What the task asks = Output the lines below exactly, please, from the first line until the line with "Is there a specific", counting both.

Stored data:
PR #14668, opened 2025-03-15
OCMOD fixes for middlewares and models

alex93x:
Fixed the modifiication.model event, added it to the action_event config, create a middleware wrapper where the modification.controller event is triggered


TheCartpenter:
By looking at the code 'itself', it is not bad. It may address 'some' good points in it. However, the analysis of these modifications are as followed:

1. It is another direction going straight to the engine, especially since it is then loaded as a ```pre_action``` in the system/framework .
2. The conventional names are a bit... concerning especially to be put on an e-commerce platform
3. system/config/catalog.php file uses the conventional name like: 'model' for the debugs which represents OCMod in this case

Is there a specific reason for these conventional names and also to modify most of the engine to achieve one goal?

@AJenbo: I would also like to bring you to this discussion, since it was already discussed before that the OC 3 and OC 4 engine did had ... it's differences about the PHPStan diagnostic levels. Therefore, by considering such extent of modifications such as these ones, would that also rectify the situation, would it be unchanged, or more importantly, simply making it worst?

upload/system/framework.php
```diff
@@ -5,6 +5,11 @@
 $autoloader->register('Opencart\Extension', DIR_EXTENSION);
 $autoloader->register('Opencart\System', DIR_SYSTEM);
 
+// Register OCMOD
+$this->autoloader->register('Opencart\Catalog\Controller\Extension\Ocmod', DIR_EXTENSION . 'ocmod/catalog/controller/');
```
vitorsreis, line 9:
```php
$this->autoloader->register('Opencart\\' . APPLICATION . '\Controller\Extension\Ocmod', DIR_EXTENSION . 'ocmod/' . strtolower(APPLICATION) . '/controller/');
```

upload/system/framework.php
```diff
@@ -5,6 +5,11 @@
...
+$this->autoloader->register('Opencart\Catalog\Model\Extension\Ocmod', DIR_EXTENSION . 'ocmod/catalog/model/');
```
vitorsreis, line 10:
```php
$this->autoloader->register('Opencart\\' . APPLICATION . '\Model\Extension\Ocmod', DIR_EXTENSION . 'ocmod/' . strtolower(APPLICATION) . '/model/');
```

vitorsreis (changes requested):
The approach seems to be functional despite adding a bit more complexity; it would achieve the objective.

I only suggest the following modifications to make it truly functional.

upload/catalog/controller/event/modification.php
```diff
@@ -48,14 +48,22 @@ public function controller(string &$route, array &$args): void {
 	 * @return void
 	 */
 	public function model(string &$route, array &$args): void {
+		$pos = strrpos($route, '.');
```
AJenbo, line 51: use str_contains or judging by the next line str_starts_with

AJenbo:
> did has

Sorry I don't really understand what you are trying to say. I'm guessing your are referring to the issue that it's ambiguous if something is operating on the Admin or Catalog namespace.

While this issue might be caused by the same ambiguity I don't think the proposed solution would address it in a way that solves it in general.

TheCartpenter:
> > did has
> 
> Sorry I don't really understand what you are trying to say. I'm guessing your are referring to the issue that it's ambiguous if something is operating on the Admin or Catalog namespace.
> 
> While this issue might be caused by the same ambiguity I don't think the proposed solution would address it in a way that solves it in general.

It then also covers the answer on why we shouldn't need additional engines for each features in the core.

upload/system/framework.php
alex93x: fixed it

upload/catalog/controller/event/modification.php
alex93x: implemented this

vitorsreis (approved):
great!

TheCartpenter:
If we have to conclude that a: ```*$``` at the end of a ```preg_replace``` would fix it as much as setting a constant name in a ```namespace```, I'm pretty sure this kind of code has already been used on this location in the system/engine/factory.php file:

```$class = 'Opencart\\' . $this->registry->get('config')->get('application') . '\Controller\\' . str_replace(['_', '/'], ['', '\\'], ucwords($route, '_/'));``` . Therefore, it doesn't seem like it requires a defined constant...

TheCartpenter:
So to add, on the topic, it is also important to note from system/library/customer.php file:

```private object $request; // Do not add namespace as it stops devs being able to extend classes```

alex93x:
> So to add, on the topic, it is also important to note from system/library/customer.php file:
> 
> `private object $request; // Do not add namespace as it stops devs being able to extend classes`

Not quite sure how this applies to the current situation. The solution to the above remark is usually to use the interfaces

danielkerr:
m not accepting this. ocmod is not a good system to use. everything can be achieved using the event system. im think of having the ocmod system as an extension now. so people can modify it separately.

mhcwebdesign:
>  'Ka Extensions' uses class inheritance and that is the best approach for extending a store functionality. If you remove OCMOD from Opencart, people will juse use VQMOD as it was in Opencart 1.5.x

The main issue with class extensions is the scenario where different extensions happen to extend the same core class, in which case we'd need a dynamic chain of class extensions. Another issue is the way OpenCart 4 uses non-folder based namespaces for extensions. I started working on a new override engine for OpenCart 4 which will address both issues.

For the time being, we use event handlers and occasionally simple decorator design patterns for modifying or extending core classes for our OpenCart 4 extensions.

Result of this exercise =
PR #14668, opened 2025-03-15
OCMOD fixes for middlewares and models

alex93x:
Fixed the modifiication.model event, added it to the action_event config, create a middleware wrapper where the modification.controller event is triggered


TheCartpenter:
By looking at the code 'itself', it is not bad. It may address 'some' good points in it. However, the analysis of these modifications are as followed:

1. It is another direction going straight to the engine, especially since it is then loaded as a ```pre_action``` in the system/framework .
2. The conventional names are a bit... concerning especially to be put on an e-commerce platform
3. system/config/catalog.php file uses the conventional name like: 'model' for the debugs which represents OCMod in this case

Is there a specific reason for these conventional names and also to modify most of the engine to achieve one goal?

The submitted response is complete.